В номере для особо важных гостей Джей-Би Фиктер сообщил мне, что ночь прошла без происшествий. Он уже собирался ложиться, а я взял мобильник Эммы и зарядник и пошел навестить доктора Элинор Тальярд.

Она сказала: то, что Эмма до сих пор в коме, — тревожный признак.

— Леммер, за последние семьдесят два часа никаких изменений не произошло. Вот в чем беда. Чем дольше продолжается кома, тем хуже прогноз.

Я хотел спросить, могут ли они что-нибудь сделать, но заранее знал ответ.

— Элинор, мне нужно где-нибудь ненадолго остановиться — возможно, на неделю. В районе Клазери. Не в обычном отеле для туристов. Меня бы устроила, например, отдаленная ферма… или особняк.

— В Клазери?

Я кивнул.

— Но почему именно там?

— Не спрашивайте.

Она покачала головой:

— Полицейские охраняют ее. Ваши люди охраняют ее. Что вообще происходит? Ей грозит опасность?

— Здесь она в безопасности. Я просто хочу убедиться, что она будет в безопасности и дальше, после того как выпишется.

Я не мог разгадать, что написано на ее лице. Она пожала плечами:

— Позвольте, я спрошу Коса.

Она позвонила мужу и передала ему мою просьбу.

— Кос ответил, что сейчас Новый год. Работают только врачи и влюбленные.

— Пожалуйста, скажите, что дело срочное.

Она передала ему мои слова, а потом что-то записала в блокноте с названием лекарства на обложке. Повесив трубку, она оторвала листок со словами:

— Кос обещал, что скоро вам перезвонит Надин Беккер. Она агент по недвижимости. Но дайте ему время. Он умеет добиваться своего. По этой части он настоящий мастер.

— Спасибо вам большое. — Я встал.

— Леммер! — окликнула она меня на прощание. — Надеюсь, вы знаете, что делаете.
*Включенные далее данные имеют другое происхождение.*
PR #1156, opened 2018-10-23
Closes #1106: Enhance RequestInterceptor to load alternative URL

### LINKED ISSUE #1106: Enhance RequestInterceptor to load alternative URL
We already support providing an `InterceptionResponse` to load custom data instead of loading the requested URL. This enhancement would allow returning an alternative URL to be loaded. This is really useful when integrating FxA in the reference browser where we want to show a custom success page after successfully intercepting the OAuth redirect URL. I can do that with a content redirect as a workaround, but using Gecko that will briefly display the data URL in the toolbar.

csadilek:
Turned `InterceptionResponse` into a sealed class. Adding just a `url` field would have allowed for incorrect API usage i.e. one could've provided both a `url` and `data` which wouldn't make sense.

This is a breaking API change, but it's minimal: 
```Kotlin
return InterceptionResponse("data") 
```
becomes
```Kotlin
return InterceptionResponse.Content("data")
```

I will add this to the changelog if we decide to land this.

### DIFF
--- a/components/browser/engine-gecko-beta/src/main/java/mozilla/components/browser/engine/gecko/GeckoEngineSession.kt
+++ b/components/browser/engine-gecko-beta/src/main/java/mozilla/components/browser/engine/gecko/GeckoEngineSession.kt
@@ -14,6 +14,7 @@ import mozilla.components.concept.engine.HitResult
 import mozilla.components.concept.engine.Settings
 import mozilla.components.concept.engine.history.HistoryTrackingDelegate
 import mozilla.components.concept.engine.request.RequestInterceptor
+import mozilla.components.concept.engine.request.RequestInterceptor.InterceptionResponse
 import mozilla.components.support.ktx.android.util.Base64
 import mozilla.components.support.ktx.kotlin.isEmail
 import mozilla.components.support.ktx.kotlin.isGeoLocation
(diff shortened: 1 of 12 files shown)


csadilek:
There is one potential footgun here: Unconditional interceptor logic could redirect indefinitely. We could prevent that by checking if the currentUrl is the same as redirect url and simply do nothing in that case.

csadilek:
> We could prevent that by checking if the currentUrl is the same as redirect url and simply do nothing in that case.
Actually, that's probably not worth doing. We'd have to get much smarter in checking if the URLs are the same (e.g. trailing slash or none) and we will likely not be able to prevent all cases of this.

jonalmeida:
> > We could prevent that by checking if the currentUrl is the same as redirect url and simply do nothing in that case.
> 
> Actually, that's probably not worth doing. We'd have to get much smarter in checking if the URLs are the same (e.g. trailing slash or none) and we will likely not be able to prevent all cases of this.

SystemEngine's interceptor throws an error if there are too many redirects, maybe that's something we could ask Gecko to also handle?

csadilek:
> SystemEngine's interceptor throws an error if there are too many redirects, maybe that's something we could ask Gecko to also handle?

This isn't technically a redirect though. I tested this with SystemEngine as well. It will just go on forever :). But of course I would have to write an interceptor that unconditionally redirects. I no longer expect the framework to catch that for me...

jonalmeida:
Just some tests to fix. 👌

csadilek:
Fixed the test and added a changelog entry.

PR #2619, opened 2019-04-03
Closes #2392 - Add ability for progress bar to be displayed on top of…

### LINKED ISSUE #2392: Add ability for progress bar to be laid out at top of toolbar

— Там видно будет, — ответил я.


Утром первого января позавтракать можно было только в закусочной сети «Уимпи». Все остальные заведения общепита были закрыты. Я заказал двойной завтрак и выпил первый из двух больших стаканов кофе, когда мне позвонила Надин Беккер. У нее оказался пронзительный голос, и тараторила она в стремительном темпе, как будто ужасно спешила и выбилась из сил.

— Доктор Кос Тальярд сказал, что у вас срочное дело, но должна заметить, трудненько будет найти то, что вы ищете. Никто не хочет сдавать жилье на короткий срок.

— Я заплачу за месяц.

— Так-то лучше. Дайте мне немного времени, ведь сейчас новогодние праздники. Не знаю, удастся ли мне дозвониться до хозяев. Я вам перезвоню.

Завтрак мне подал официант с налитыми кровью глазами. Должно быть, они с поваром накануне вместе встречали Новый год, потому что яичница была пережарена, а сосиски — недоварены. Но надо было поесть. Я заказал еще кофе, чтобы смыть мерзкий привкус. Огляделся. Посетителей в зале было мало. Они сидели поодиночке или по двое, тихо беседуя, сдвинув головы. Был ли я похож на них? Неожиданно я смутился. Мне отчего-то стало грустно и одиноко — надо же, ничего не мог придумать лучше, чем в первый день Нового года завтракать в «Уимпи».


Меня неотступно терзало чувство вины, от которого я никак не мог отделаться. Дело было в Эмме — отчасти в ее состоянии, отчасти в моем поведении. Как мог я, призванный ее защищать, гнаться за плотскими удовольствиями в то время, как она лежит в коме? Винить себя было легче всего — как и находить себе оправдания. Остальное было труднее, потому что первопричиной всего были мои чувства к ней. Специально ли она манипулировала мной, стремясь понравиться? Постепенно я начал сочувствовать ей, поддерживать ее… Нарочно ли она так поступила? И не повинны ли мои чувства к ней в том, что я не сумел ее уберечь? Эмма Леру стала первой моей клиенткой, которую я в буквальном смысле слова упустил! Моей совести было о чем подумать.

И потом, я ведь не напрашивался. Все произошло само. Прошло десять месяцев с тех пор, как я в последний раз любил женщину. Вот почему вчера ночью я набросился на Сашу. В жизни бывает всякое; иногда встречаешь такую же голодную женщину, с такой же злостью, с той же нуждой.

Зазвонил мой сотовый. Надин Беккер.

— Пока у меня для вас есть два варианта. Владельцы других домов не отвечают. Может быть, попозже… Смотреть будете?


Надин Беккер оказалась маленькой женщиной за пятьдесят — такая деловитая пчелка с короткими светлыми волосами и толстым обручальным кольцом на безымянном пальце. Одета она была так, словно собиралась в церковь; ее высокие каблучки звонко цокали по асфальту.